What you will do:
The entries need to be copied exactly.
◆ ◆ ◆ ◆ ◆
PR #125, opened 2016-10-14
Fix the creation of the extra AppStream files

joaquimrocha:
https://phabricator.endlessm.com/T12454


src/plugins/gs-plugin-external-appstream.c
```diff
@@ -181,6 +182,11 @@ gs_plugin_external_appstream_refresh_url (GsPlugin *plugin,
 		return FALSE;
 	}
 
+	/* close the file */
+	if (!g_output_stream_close (outstream, cancellable, error)) {
```
cosimoc: I would close this in any event right after the call to `g_output_stream_write_all()`, even when that fails, so that we can prevent `g_file_delete()` failing because of dangling reference.

src/plugins/gs-plugin-external-appstream.c
```diff
@@ -169,13 +170,22 @@ gs_plugin_external_appstream_refresh_url (GsPlugin *plugin,
...
-	if (!g_output_stream_write_all (outstream, msg->response_body->data,
-					msg->response_body->length, NULL,
-					cancellable, error)) {
+	file_written = g_output_stream_write_all (outstream,
+						  msg->response_body->data,
+						  msg->response_body->length,
+						  NULL, cancellable, error);
+
+	/* close the file */
+	if (!g_output_stream_close (outstream, cancellable, error)) {
```
cosimoc: You can't reuse `error` here, it may already have been set.
I would just always close the stream without error checking, not returning if it fails.

PR #128, opened 2016-10-19
T13763

rshuler:
https://phabricator.endlessm.com/T13763


joaquimrocha:
@rshuler , the labels patch looks fine. The buttons vs links one is not the right approach IMO. I'd rather change the shortcuts button to a button and move it to the right position, and the same to the website in two atomic patches.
◆ ◆ ◆ ◆ ◆
Answer space:
PR #125, opened 2016-10-14
Fix the creation of the extra AppStream files

joaquimrocha:
https://phabricator.endlessm.com/T12454


src/plugins/gs-plugin-external-appstream.c
```diff
@@ -181,6 +182,11 @@ gs_plugin_external_appstream_refresh_url (GsPlugin *plugin,
 		return FALSE;
 	}
 
+	/* close the file */
+	if (!g_output_stream_close (outstream, cancellable, error)) {
```
cosimoc: I would close this in any event right after the call to `g_output_stream_write_all()`, even when that fails, so that we can prevent `g_file_delete()` failing because of dangling reference.

src/plugins/gs-plugin-external-appstream.c
```diff
@@ -169,13 +170,22 @@ gs_plugin_external_appstream_refresh_url (GsPlugin *plugin,
...
-	if (!g_output_stream_write_all (outstream, msg->response_body->data,
-					msg->response_body->length, NULL,
-					cancellable, error)) {
+	file_written = g_output_stream_write_all (outstream,
+						  msg->response_body->data,
+						  msg->response_body->length,
+						  NULL, cancellable, error);
+
+	/* close the file */
+	if (!g_output_stream_close (outstream, cancellable, error)) {
```
cosimoc: You can't reuse `error` here, it may already have been set.
I would just always close the stream without error checking, not returning if it fails.

PR #128, opened 2016-10-19
T13763

rshuler:
https://phabricator.endlessm.com/T13763


joaquimrocha:
@rshuler , the labels patch looks fine. The buttons vs links one is not the right approach IMO. I'd rather change the shortcuts button to a button and move it to the right position, and the same to the website in two atomic patches.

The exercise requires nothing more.